Приближался день святого Михаила, срок, когда я должен был отправиться в университет, и душу мою равно волновали и новая жизнь, и предстоящее учение. Антипатия к родному городу все явственнее проступала во мне. Удаление Гретхен вырвало сердцевину из растения, еще не достигшего зрелости; надобно было время, чтобы ему пустить боковые побеги и новым ростом преодолеть нанесенный ущерб. Мои уличные странствия прекратились; как и все другие, я отмерял шагами лишь необходимые дороги. Никогда я не заходил в квартал, где жила Гретхен, избегал даже приближаться к нему; и как старые мои башни и стены мало-помалу опротивели мне, так больше не удовлетворял меня и политический строй города: все, что доселе внушало мне почтение, теперь предстало передо мной как бы в кривом зеркале. Как внук шультгейса я не был в неведении относительно тайных изъянов такого рода республик, тем паче что дети обычно пускаются в самые рьяные расследования, едва что-нибудь прежде безусловно почитаемое покажется им хоть немного подозрительным. Тщетные усилия добропорядочных людей в борьбе с теми, кого сманивают на свою сторону или даже подкупают партии, были мне давно известны, и я безмерно ненавидел любую несправедливость, ибо все дети - ригористы в вопросах морали. Мой отец, соприкасавшийся с городскими делами лишь как частное лицо, не раз весьма резко отзывался об уродливых явлениях в жизни нашего города. И разве я не знал, что после стольких трудов, усилий, путешествий, при всей своей разносторонней образованности, он в конце концов вынужден был вести одинокую жизнь в четырех стенах своего дома, жизнь, какой я никогда себе бы не пожелал? Все это страшным бременем ложилось на мою душу, и сбросить его я мог лишь в мечтах о жизненном пути, диаметрально противоположном тому, который был мне предписан. Мысленно я уже отбросил занятия юриспруденцией и посвятил себя языкам, древности, истории и всему, что из этого вытекало.

Правда, величайшую радость мне неизменно доставляло поэтическое воплощение того, что я подмечал в себе, в других и в природе.

==37

Давалось мне это все легче и легче: тут действовал инстинкт, и никакая критика не приводила меня в замешательство; я, хоть и относился к своим творениям с некоторым недоверием, считал их разве что несовершенными, но отнюдь не никудышними. Пусть мне указывали на иные их недостатки, в глубине души я все же был убежден, что со временем они сделаются лучше и уж когда-нибудь мое имя с честью будут называть рядом с именами Гагедорна, Геллерта и других почтенных мужей. Но такое предназначение казалось мне пустым и меня не удовлетворяло; я хотел всецело предаться научным занятиям и, полагая, что глубокое понимание древнего мира будет способствовать совершенствованию моих собственных творений, намеревался подготовиться к академической деятельности, которая мне казалась наилучшим поприщем для юноши, стремящегося не только стать образованным человеком, но и содействовать образованию других.

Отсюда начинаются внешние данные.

Issue #67, opened 2017-10-06
"Poistu varjosta" link is not working, if staging has different URL than production


runomarsista:
"Poistu varjosta" link is not working, if staging URL different than production. It should be redirected back to production site URL.

Now it's using ?wpp_shadow=clear to make redirection.

ottok:
Staging sites can have their own domains, but it is still in beta and there are known limitations, like this exit link issue and the limited availability of https certificates for arbitrary custom domains on staging sites (eg. https://dev123.example.com/ not working because the certificate for https://example.com/ does not cover it)..

nuuttitoivola:
Closed via https://github.com/Seravo/seravo-plugin/pull/251/commits/bd946bd83becc1369e9e5fe6b22331b585105185

PR #251, opened 2019-06-19
Improve shadow domain support

JoosuaKoskinen:

- Adds Seravo Plugin side support for shadows with domain (more in commit message)
- Makes the functionality of instance switcher more constant

Problem reported in issue #67

Reviewer should try accessing and exiting different shadows in different ways (url / instance-switcher / shadow banner). Site 'joosuakoskinen' in Sestak can be used for testing. It has 2 shadows, one with domain and one without.

### DIFF
--- a/js/instance-switcher.js
+++ b/js/instance-switcher.js
@@ -1,30 +1,82 @@
 document.addEventListener('DOMContentLoaded', function() {
-  // Select all links in shadow drop-down
-  var links = document.querySelectorAll('#wp-admin-bar-instance-switcher li > a');
+  // Select all links for entering shadow in admin bar dropdown
+  var shadow_links = jQuery('#wp-admin-bar-instance-switcher li.shadow-link > a');
+  // Select all links for exiting shadow (dropdown or banner)
+  var exit_links = jQuery('li.shadow-exit > a, a.shadow-exit');
 
-  var listener = function(e){
-    // Match all strings #something in the link targets.
-    // Typically #exit or #abc123 (shadow ID).
-    var instance = e.target.getAttribute('href').match(/#([a-z0-9]+)/)[1];
-    if (instance === 'exit') {
-      // If exit selected, clear cookies.
-      e.preventDefault();
+  // Listener for entering shadow
+  var shadow_listener = function(e) {
+    e.preventDefault();
+
+    var new_location = location.href;
+    var target = jQuery(this).attr('href');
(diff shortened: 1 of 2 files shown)


js/instance-switcher.js
```diff
@@ -1,30 +1,82 @@
...
-  var limit = links.length;
+    // Reload / redirect page
+    location.href = new_location;
+  }
+
+  // Add right listener for the links found
+
+  var limit = shadow_links.length;
+  for (var i = 0; i < limit; i++) {
+      shadow_links[i].addEventListener('click', shadow_listener);
```
ottok: Indentation 2 -> 4 ?

js/instance-switcher.js
```diff
@@ -1,30 +1,82 @@
...
+  }
+
+  limit = exit_links.length;
   for (var i = 0; i < limit; i++) {
-    links[i].addEventListener('click', listener);
+      exit_links[i].addEventListener('click', exit_listener);
```
ottok: Indentation 2 -> 4 ?

js/instance-switcher.js
JoosuaKoskinen: Fixed back to 2

js/instance-switcher.js
JoosuaKoskinen: Also fixed.

JoosuaKoskinen:
> The commit message is really good! Since the text does not describe only the change, but mostly how the code now permanently works, should some parts of the commit message maybe be as inline comments in the code?

The same fallback flow is commented in `instance-switcher.php`.

modules/instance-switcher.php
```diff
@@ -193,6 +216,43 @@ public static function render_shadow_admin_notice( $current_screen ) {
         echo $admin_notice_content;
       }
     }
+
+    public static function get_shadow_domain( $identifier ) {
+      $domain_list = API::get_site_data('/domains');
+      if ( is_wp_error( $domain_list ) ) {
+        die( $domain_list->get_error_message() );
```
elguitar: The error from the API should be handled gracefully. Dying at this point leads to wp-admin not drawing pages.

JoosuaKoskinen: Fixed, instead of `die()` this now returns null and the caller handles that properly.

elguitar:
Apart from failing CI tests (identation and whitespace), looks good to me!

Строя эти планы, я, конечно, имел в виду Геттинген. Все свои упования я возлагал на таких людей, как Гейне, Михаэлис и многих других; заветнейшим моим желанием было сидеть в их аудиториях и внимать их словам. <...>

Лекции я поначалу посещал прилежно и аккуратно, но философия мне по-прежнему не давалась. В логике меня удивляло, что те мыслительные операции, которые я запросто производил с детства, мне отныне надлежало разрывать на части, членить и как бы разрушать, чтобы усвоить правильное употребление оных. О субстанции, о мире и о боге я знал, как мне казалось, не меньше, чем мой учитель, который в своих лекциях далеко не всегда сводил концы с концами. <...>

С юридическими занятиями дело тоже обстояло не лучше: я уже знал ровно столько, сколько нам считал нужным сообщить профессор. Сперва я все ретиво записывал, но постепенно мое усердие пошло на убыль, мне наскучило наносить на бумагу то, что я уже многократно повторял с отцом и в форме вопросов и ответов навсегда удержал в своей памяти. Вред, который наносят молодежи в школе, излишне забегая вперед в разных науках, усугубляется еще тем, что в ущерб упражнениям в языках и усвоению необходимых знаний время и внимание учеников отвлекается на разнородные факты, и это скорее их забавляет, чем способствует истинному образованию, коль скоро факты преподносятся без должной связности и недостаточно методично.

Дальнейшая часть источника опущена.